# Furniture refinishing



## 6126 (May 9, 2010)

Scott suggested starting a new thread on furniture refinishing. Heres a place to post photos, share experience, ask questions, etc. I feel this could be a great opporunity to branch out for winter work. :thumbup:


----------



## 6126 (May 9, 2010)

My first question......I am going to go ahead and start setting up a spray booth in my shop. Since my budget is limited I am curious on what would be a better choice to get started? An HVLP system or a Pro shot fine finish?


----------



## vermontpainter (Dec 24, 2007)

I would probably suck it up and go hvlp for that purpose.


----------



## TJ Paint (Jun 18, 2009)

If you got a hvlp, it would work great for when and if you transition into more interior work in the future. 

A fancy term describing this is "horizontal integration". Being able to utilize the same assets for different types of projects.:thumbsup:


----------



## TJ Paint (Jun 18, 2009)

VP, what did you use to fill in the corners of that one table you posted a pic of in the other thread?

Looks great.


----------



## michael tust (Mar 6, 2009)

Good Idea to have a thread on Furniture Refinishing !:thumbsup:



Michael Tust


----------



## vermontpainter (Dec 24, 2007)

TJ Paint said:


> VP, what did you use to fill in the corners of that one table you posted a pic of in the other thread?
> 
> Looks great.


I clamped it and reshaped it with a RAS115. Its not perfect, but much improved. Looked like a dog had chewed it.


----------



## Rcon (Nov 19, 2009)

Woodland said:


> My first question......I am going to go ahead and start setting up a spray booth in my shop. Since my budget is limited I am curious on what would be a better choice to get started? An HVLP system or a Pro shot fine finish?


Depends on what kind of product you intend on using most of the time.

If you're going to be using lacquers then go with a hvlp. 

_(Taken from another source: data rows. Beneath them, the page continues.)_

PR #546, opened 2026-09-21
perf(metrics): escape each sheep's label prefix once per scrape

### LINKED ISSUE #514: The metrics dog escapes the same three labels six times per sheep
The metrics dog's status series rebuilds the same three labels six times per sheep (`crates/shep-cli/src/dog/metrics/exposition.rs:208`):

```rust
for candidate in ALL_STATUSES {
    let candidate_string = candidate.to_string();
    let status_pairs = [("sheep", info.name.as_str()), ("id", id_string.as_str()), ("fold", fold), ("status", candidate_string.as_str())];
    status.push(&labels(&status_pairs), value);
}
```

`labels` escapes and formats all four pairs, but only `status` differs between the six iterations. So a scrape pays six escapes of the sheep name, six of the id and six of the fold per sheep, plus a `to_string` for a status whose spelling is known at compile time.

Fix: build the escaped `sheep`, `id` and `fold` prefix once per sheep, and keep the six status strings beside `ALL_STATUSES` as static text. Each candidate then appends its own suffix.

Magnitude: 6N redundant escapes per scrape, and a scrape is every 15 to 60 seconds. Small. It is the dog's entire job, though, and the fix makes the loop read as what it is.

ump45nose:
## Summary

One change, in `crates/shep-cli/src/dog/metrics/exposition.rs`. `render`'s status loop rebuilt the full `{sheep,id,fold,status}` label list for each of the six candidate statuses, so every scrape re-escaped the sheep name, id and fold six times per sheep and allocated a fresh `String` for each line. Only `status` differs between the six. The shared prefix is now escaped once per sheep, and the six status series close it with the one pair that differs.

Closes #514.

## The change

Before, per candidate status:

```rust
let candidate_string = candidate.to_string();
let status_pairs = [
    ("sheep", info.name.as_str()),
    ("id", id_string.as_str()),
    ("fold", fold),
    ("status", candidate_string.as_str()),
];
status.push(&labels(&status_pairs), value);
```

Now the three shared labels are escaped once into an open prefix, and a `Display` adapter closes it with the pair that differs:

```rust
let sheep_prefix = label_prefix(&sheep_pairs);
...
status.push(
    StatusLabels { prefix: &sheep_prefix, status: status_label(candidate) },
    value,
);
```

`MetricGroup::push` takes `impl fmt::Display` for the label list so the adapter can be handed over without being formatted into an intermediate `String`; the fully-closed and label-less call sites are unchanged in behaviour. `status_label` returns `&'static str`, so the loop also drops the `to_string` per candidate.

**The risk this introduces, and how it is covered.** The status spellings become a hand-written `match` sitting beside `dog_source_label`'s, and a typo in one would silently change a label value. Two guards: the spellings are the ones `ProcStatus`'s own `Display` and wire form use, which the doc comment states, and a new golden test pins the entire exposition — all six status series included — byte for byte against a capture taken from the pre-change `render`. The fixture is a mixed flock (a plain sheep, an idle sheep with no CPU/memory samples, a dog, and a sheep whose name needs all three escapes while in a non-online state), so every label path and all six spellings appear in it. After an intentional format change the golden is regenerated with a documented `BLESS=1` command; that regeneration test is `#[ignore]`d and a no-op without the env var, so a stray run cannot move the pin.

## Testing

| gate | result |
| --- | --- |
| `cargo test --workspace --all-features --no-fail-fast` | **8 failures, all pre-existing** — the same 8 fail on the pristine clone (7 `commands::hook::tests` from the running shepherd 0.1.8, 1 `tcp_probe` timing test). `shep` lib: 2188 passed = 2187 + the new golden test |

## Summary by CodeRabbit

- **Bug Fixes**
  - Improved Prometheus metrics output to consistently format labels and correctly escape special characters in sheep names.
  - Preserved stable, byte-for-byte metrics output across platforms.
  - Standardized formatting across sheep, dog, daemon, and host metrics.

- **Tests**
  - Added comprehensive coverage for exported metrics, including status, resource, uptime, process, and restart values.
  - Added validation for escaped label values and expected HELP/TYPE metadata.


ump45nose:
CI caught a real one on Windows, and it was mine: the golden fixture is `include_str!`ed and compared byte for byte, and `text=auto` checks it out CRLF on a `core.autocrlf=true` client — a diff on every line, three Windows jobs red. This repository has hit the trap before (see the `.gitattributes` entries for the flockfile schema and the insta snapshots), so the fix is the established one: the fixture now carries `text eol=lf`, same as its neighbours.

Amended into the one commit rather than stacking a fixup, since the pin and the attribute it needs are one thing. Force-pushed; the Windows matrix is re-running. Nothing about the change under test moved.

TurtIeSocks:
@coderabbitai full review

TurtIeSocks:
@coderabbitai full review

crates/shep-cli/src/dog/metrics/exposition.rs
```diff
@@ -195,6 +236,12 @@ pub fn render(reading: &Reading) -> String {
             ("fold", fold),
         ];
         let sheep_labels = labels(&sheep_pairs);
+        // The open form of the same three labels, escaped once here rather
+        // than once per status below: `labels` escapes and formats all of
+        // them, but only `status` differs between the six candidates, so
+        // the closed form would pay six escapes of the sheep name, six of
+        // the id and six of the fold per sheep on every scrape.
+        let sheep_prefix = label_prefix(&sheep_pairs);
```
TurtIeSocks, line 242: Good split, and `label_prefix` is the right seam. It stops one escape short of the title though.

`labels` is `format!("{}}}", label_prefix(pairs))`, so line 238's `labels(&sheep_pairs)` already escapes the name, the id and the fold, and line 244 escapes the same three again. Two passes per sheep per scrape where the comment above 244 says one.

Deriving the closed form from the prefix gets it to one:

```rust
let sheep_prefix = label_prefix(&sheep_pairs);
let sheep_labels = format!("{sheep_prefix}}}");
```

`sheep_pairs` is a fixed three-element array, so the empty-pairs early return in `labels` is not in play here.

TurtIeSocks: Pushed 71477d12 rather than leave this sitting: qwen flagged the same thing independently, which was enough for me to stop waiting on a reply.

`labels` is `format!("{}}}", label_prefix(pairs))`, so both calls ran the same three values through `escape_label_value`. The closed form now derives from the open one instead of rebuilding it.

Output is byte-identical and that is checked, not assumed: `a_full_flock_renders_exactly_the_bytes_the_baseline_did` passes, and dropping the brace off the derived form fails that test and only that one. Happy to drop the commit if you would rather write it yourself.

TurtIeSocks:
@coderabbitai full review

crates/shep-cli/src/dog/metrics/exposition.rs
```diff
@@ -432,4 +491,44 @@ mod tests {
         assert_eq!(super::escape_label_value("a\nb"), r"a\nb");
         assert_eq!(super::escape_label_value(r#"we"b\x"#), r#"we\"b\\x"#);
     }
+
```
TurtIeSocks, line 494: Two label paths here have no test, and your change moves the escaping they flow through, so they seemed worth closing while you are in the file. Both pre-date the PR, so take them or leave them.

Mutations that stay green on `main`: `"adopted"` to `"adoptedX"`, and the `fold` fallback `""` to `"None"`. Both 2186 passed, 0 failed.

```suggestion
    /// `Adopted` is the only source an operator can produce, and the label
    /// is what a dashboard filters on. Renaming it silently repoints every
    /// query built against it.
    #[test]
    fn an_adopted_dog_renders_the_adopted_source_label() {
        let mut dog = sample_info("shep-discord");
        dog.dog = Some(DogSource::Adopted {
            path: "/opt/bin/shep-discord".to_string(),
        });
        let text = render(&Reading {
            flock: vec![dog],
            ..reading()
        });
        assert!(text.contains(r#"source="adopted""#), "{text}");
    }

    /// A sheep in no fold renders an empty label value, not the word
    /// `None` that an `Option`'s own formatting would have produced.
    #[test]
    fn a_sheep_in_no_fold_renders_an_empty_fold_label() {
        let mut info = sample_info("web");
        info.fold = None;
        let text = render(&Reading {
            flock: vec![info],
            ..reading()
        });
        assert!(text.contains("fold=\"\""), "{text}");
        assert!(!text.contains("fold=\"None\""), "{text}");
    }
```

With these, both mutations fail. Verified at `71477d12`.

TurtIeSocks:
@coderabbitai full review

crates/shep-cli/src/dog/metrics/exposition.rs
TurtIeSocks: Both of these gaps are on main already, so they are not yours to fix. Tracked in #576 along with the two tests. Nothing needed on this PR, and thanks for the patience while we sorted out which side of the line they fell on.

crates/shep-cli/src/dog/metrics/exposition.rs
```diff
@@ -432,4 +491,44 @@ mod tests {
...
+    /// The [`Reading`] [`GOLDEN_EXPOSITION`] was captured from: one plain
+    /// sheep, one idle sheep with no CPU or memory sample, one dog, and
+    /// one sheep whose name needs all three escapes while in a non-online
+    /// state, so every label path and all six status spellings appear in
+    /// it.
+    fn golden_reading() -> Reading {
+        let mut dog = sample_info("bark");
+        dog.dog = Some(DogSource::BuiltIn);
+        let mut odd = sample_info(r#"we"b\x"#);
```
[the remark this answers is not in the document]
TurtIeSocks: CodeRabbit is right about the fact. The doc above `golden_reading` says "one sheep whose name needs all three escapes" and `we"b\x` has a quote and a backslash, no newline.

Tried the fix rather than guessing at it. Adding the newline works and the re-bless is mechanical:

```rust
let mut odd = sample_info("we\"b\\x\n");
```

```bash
BLESS=1 cargo test -p shep --lib --all-features bless_exposition_golden -- --ignored
```

Ten fixture lines change, each one the same sheep gaining `\n` at the end of its escaped name, and the seven exposition tests pass.

Worth saying what it does and does not buy, because the wording overstates it a little. A newline bug is already caught: `escape_label_value_handles_backslash_quote_and_newline` covers that directly, and `labels` and `label_prefix` both route through the same `escape_label_value`, so there is no second escaper to get it wrong. What the newline adds is the rendered path. Deleting the `'\n'` arm with the newline in the fixture fails `a_full_flock_renders_exactly_the_bytes_the_baseline_did` as well as the unit test; without it that golden test provably cannot fail on a newline, which is the gap between what the comment claims and what it checks.

Either direction closes it. The newline is the better one, since the golden exists to hold every label path in one place.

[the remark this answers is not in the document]
TurtIeSocks: Agreed, and the reason is better than a doc mismatch. The fixture covers the escape a real name can never carry and skips the one it can.

`normalize_with_home` refuses a name containing `/`, `\` or `:` (crates/shep-core/src/config/normalize/resolved_app.rs:150). So the backslash in `we"b\x` is unreachable for any sheep the daemon ever sees, and the newline the name omits is reachable, since nothing filters it and a TOML string can express it.

Nothing else validates a name: pm2 import refuses anything that does not normalize (`convert.rs`), dog specs call `normalize`, and the daemon only ever holds a `ResolvedApp`.

So adding the newline is the right half of your either/or. It is the one escape the reusable-prefix path can meet in production and the only one currently untested through it.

If you're going to be using heavy materials like paint, go with the proshot.


----------



## Wolfgang (Nov 16, 2008)

I've been using a Graco syphon cup gun for all my finishes and dye applications. I have different needles and caps that I can change out for the different viscosities. I prefer it over a HVLP set-up because I seem to get a finer furniture quality finish with it. A little more overspray with it but so far my exhaust set-up seems to handle it quite well.


----------



## vermontpainter (Dec 24, 2007)

Dye finishes are to die for! The pics I posted in the zone thread were dye.


----------



## Wolfgang (Nov 16, 2008)

Yeah, I agree. I've been using the Mohawk dyes for a number of years now. Even started using a base dye coat under stain coats on some of my cabinet jobs to give it all a more consistent finish. Powdered dyes are great for faux finishes.

I find it kind of fun to experiment with the dye finishes. We spend so much time transforming other peoples homes that it's nice to find a piece with solid bones and nice lines that we can re-do for ourselves. Like I said in the other thread, since I've started taking everything, (almost), out for stripping, it's been much more enjoyable.

And another plus is you actually may get to buy some new tools to use....


----------



## DeanV (Apr 18, 2007)

I have been using TransTint dyes for making spray stains or toners.


----------



## Wolfgang (Nov 16, 2008)

They're a good product also Dean. The main reasons I went the Mohawk route are that most of the factory prefinished cabinets are done with it, so if I have to match something I'm one step closer. The other reason is that the supplier in town is great. I have never had to deal with back-orders, out of stock, etc.

I should probably note that some cabinet mfgs will not give you their ratios or sell you a quantity of stain over a half or quarter pint.....and then they want to charge you something like $30+ for it. I finally gave up dealing with some of them. After awhile you get a good sense of what their dye stain ratio is and what their stain is.


----------



## Rcon (Nov 19, 2009)

Wolfgang said:


> They're a good product also Dean. The main reasons I went the Mohawk route are that most of the factory prefinished cabinets are done with it, so if I have to match something I'm one step closer. The other reason is that the supplier in town is great. I have never had to deal with back-orders, out of stock, etc.
> 
> I should probably note that some cabinet mfgs will not give you their ratios or sell you a quantity of stain over a half or quarter pint.....and then they want to charge you something like $30+ for it. I finally gave up dealing with some of them. After awhile you get a good sense of what their dye stain ratio is and what their stain is.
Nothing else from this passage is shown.